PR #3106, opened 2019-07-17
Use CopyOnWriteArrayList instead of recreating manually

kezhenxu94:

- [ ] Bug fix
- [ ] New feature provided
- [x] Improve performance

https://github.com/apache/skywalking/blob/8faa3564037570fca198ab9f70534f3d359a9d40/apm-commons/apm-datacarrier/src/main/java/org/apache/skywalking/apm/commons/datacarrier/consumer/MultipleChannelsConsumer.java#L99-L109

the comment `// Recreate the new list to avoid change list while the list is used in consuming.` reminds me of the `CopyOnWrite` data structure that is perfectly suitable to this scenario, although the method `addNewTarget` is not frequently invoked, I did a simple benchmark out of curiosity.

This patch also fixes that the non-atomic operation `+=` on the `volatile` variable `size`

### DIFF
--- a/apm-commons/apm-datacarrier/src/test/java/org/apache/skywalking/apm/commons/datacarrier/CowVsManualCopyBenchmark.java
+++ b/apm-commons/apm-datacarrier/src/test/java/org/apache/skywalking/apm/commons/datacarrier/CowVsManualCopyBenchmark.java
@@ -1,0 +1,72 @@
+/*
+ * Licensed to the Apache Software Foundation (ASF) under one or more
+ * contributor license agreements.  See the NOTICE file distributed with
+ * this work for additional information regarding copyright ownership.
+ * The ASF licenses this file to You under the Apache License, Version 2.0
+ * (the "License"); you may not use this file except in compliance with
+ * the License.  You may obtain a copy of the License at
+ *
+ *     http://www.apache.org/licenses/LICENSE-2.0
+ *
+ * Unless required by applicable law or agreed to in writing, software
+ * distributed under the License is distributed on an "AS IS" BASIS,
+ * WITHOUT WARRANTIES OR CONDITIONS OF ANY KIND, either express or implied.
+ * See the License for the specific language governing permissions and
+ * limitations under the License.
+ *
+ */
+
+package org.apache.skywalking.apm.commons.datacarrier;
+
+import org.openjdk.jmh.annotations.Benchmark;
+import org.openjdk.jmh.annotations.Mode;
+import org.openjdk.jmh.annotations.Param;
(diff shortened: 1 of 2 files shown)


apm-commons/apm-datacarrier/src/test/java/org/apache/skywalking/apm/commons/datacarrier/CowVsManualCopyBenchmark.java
= = = = =
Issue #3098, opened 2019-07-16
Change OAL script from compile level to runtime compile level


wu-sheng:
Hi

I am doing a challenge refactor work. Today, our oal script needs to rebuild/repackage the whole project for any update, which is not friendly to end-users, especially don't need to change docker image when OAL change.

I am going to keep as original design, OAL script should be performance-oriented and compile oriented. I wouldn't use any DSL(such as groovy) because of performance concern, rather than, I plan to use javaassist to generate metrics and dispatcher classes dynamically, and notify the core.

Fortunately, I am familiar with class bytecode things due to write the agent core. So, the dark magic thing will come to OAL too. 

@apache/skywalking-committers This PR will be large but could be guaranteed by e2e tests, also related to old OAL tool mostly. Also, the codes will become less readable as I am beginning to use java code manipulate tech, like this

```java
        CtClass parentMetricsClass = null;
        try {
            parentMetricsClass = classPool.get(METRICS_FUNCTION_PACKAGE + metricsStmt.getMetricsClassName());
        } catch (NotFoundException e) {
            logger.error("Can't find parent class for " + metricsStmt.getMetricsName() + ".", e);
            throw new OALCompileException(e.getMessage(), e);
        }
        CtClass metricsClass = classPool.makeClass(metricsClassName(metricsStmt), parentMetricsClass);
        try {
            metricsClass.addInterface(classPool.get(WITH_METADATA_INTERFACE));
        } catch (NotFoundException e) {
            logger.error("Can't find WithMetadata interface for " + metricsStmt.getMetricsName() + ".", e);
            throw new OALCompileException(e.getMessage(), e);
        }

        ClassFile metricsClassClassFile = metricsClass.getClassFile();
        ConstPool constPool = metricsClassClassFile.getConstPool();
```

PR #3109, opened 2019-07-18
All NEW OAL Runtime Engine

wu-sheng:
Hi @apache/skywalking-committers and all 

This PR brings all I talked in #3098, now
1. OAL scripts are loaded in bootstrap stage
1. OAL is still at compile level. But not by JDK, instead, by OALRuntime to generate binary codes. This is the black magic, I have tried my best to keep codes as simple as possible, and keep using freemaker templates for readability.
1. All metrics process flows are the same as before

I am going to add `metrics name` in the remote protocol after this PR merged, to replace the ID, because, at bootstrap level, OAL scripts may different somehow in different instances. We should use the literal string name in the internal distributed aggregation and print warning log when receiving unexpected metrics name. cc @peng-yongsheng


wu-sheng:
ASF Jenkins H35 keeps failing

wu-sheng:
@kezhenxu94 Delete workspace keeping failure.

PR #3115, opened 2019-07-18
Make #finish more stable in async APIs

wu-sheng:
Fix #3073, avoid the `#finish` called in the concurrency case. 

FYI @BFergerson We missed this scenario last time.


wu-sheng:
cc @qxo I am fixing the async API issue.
= = = = =
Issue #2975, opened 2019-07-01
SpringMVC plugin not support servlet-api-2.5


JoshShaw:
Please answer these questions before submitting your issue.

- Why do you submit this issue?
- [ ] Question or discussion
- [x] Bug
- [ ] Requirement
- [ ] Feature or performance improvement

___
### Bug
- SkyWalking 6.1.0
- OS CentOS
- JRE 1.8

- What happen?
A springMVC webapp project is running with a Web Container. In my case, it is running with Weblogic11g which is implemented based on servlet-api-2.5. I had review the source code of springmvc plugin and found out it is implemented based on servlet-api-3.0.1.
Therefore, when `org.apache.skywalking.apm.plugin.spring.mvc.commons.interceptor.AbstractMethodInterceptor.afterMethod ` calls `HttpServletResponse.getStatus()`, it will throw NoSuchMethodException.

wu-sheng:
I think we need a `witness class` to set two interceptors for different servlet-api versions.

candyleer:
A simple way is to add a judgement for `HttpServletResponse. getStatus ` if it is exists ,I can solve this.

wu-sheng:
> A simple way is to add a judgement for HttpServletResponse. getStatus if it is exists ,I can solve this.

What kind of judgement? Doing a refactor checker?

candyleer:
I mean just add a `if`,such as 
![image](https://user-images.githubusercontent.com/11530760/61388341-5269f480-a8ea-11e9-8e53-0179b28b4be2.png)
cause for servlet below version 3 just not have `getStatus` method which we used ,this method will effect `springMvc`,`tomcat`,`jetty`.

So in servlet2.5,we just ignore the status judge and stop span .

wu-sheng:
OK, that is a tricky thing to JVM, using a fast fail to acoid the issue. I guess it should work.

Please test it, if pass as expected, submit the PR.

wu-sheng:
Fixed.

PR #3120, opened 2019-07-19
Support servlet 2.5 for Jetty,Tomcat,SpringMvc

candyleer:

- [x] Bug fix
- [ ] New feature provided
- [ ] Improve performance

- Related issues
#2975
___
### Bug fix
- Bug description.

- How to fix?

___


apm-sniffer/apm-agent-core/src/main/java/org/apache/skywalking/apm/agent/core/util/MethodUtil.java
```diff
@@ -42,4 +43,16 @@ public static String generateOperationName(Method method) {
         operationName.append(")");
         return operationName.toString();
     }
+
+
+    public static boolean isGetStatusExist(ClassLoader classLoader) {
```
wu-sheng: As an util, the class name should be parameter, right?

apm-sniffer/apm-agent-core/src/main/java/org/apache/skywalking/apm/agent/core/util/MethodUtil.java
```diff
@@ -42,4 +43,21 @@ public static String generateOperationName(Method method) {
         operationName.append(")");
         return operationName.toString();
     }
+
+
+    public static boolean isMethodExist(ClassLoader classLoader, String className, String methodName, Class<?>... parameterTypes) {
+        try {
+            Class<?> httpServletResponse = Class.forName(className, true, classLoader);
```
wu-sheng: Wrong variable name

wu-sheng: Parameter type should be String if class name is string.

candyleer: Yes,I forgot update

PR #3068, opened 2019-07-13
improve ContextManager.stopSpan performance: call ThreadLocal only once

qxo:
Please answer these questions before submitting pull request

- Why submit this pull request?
= = = = =
**TASK INSTRUCTIONS:**
Lines in the records above that carry the word "answer" are to be located and copied.

**RESULT:**
Please answer these questions before submitting your issue.
Please answer these questions before submitting pull request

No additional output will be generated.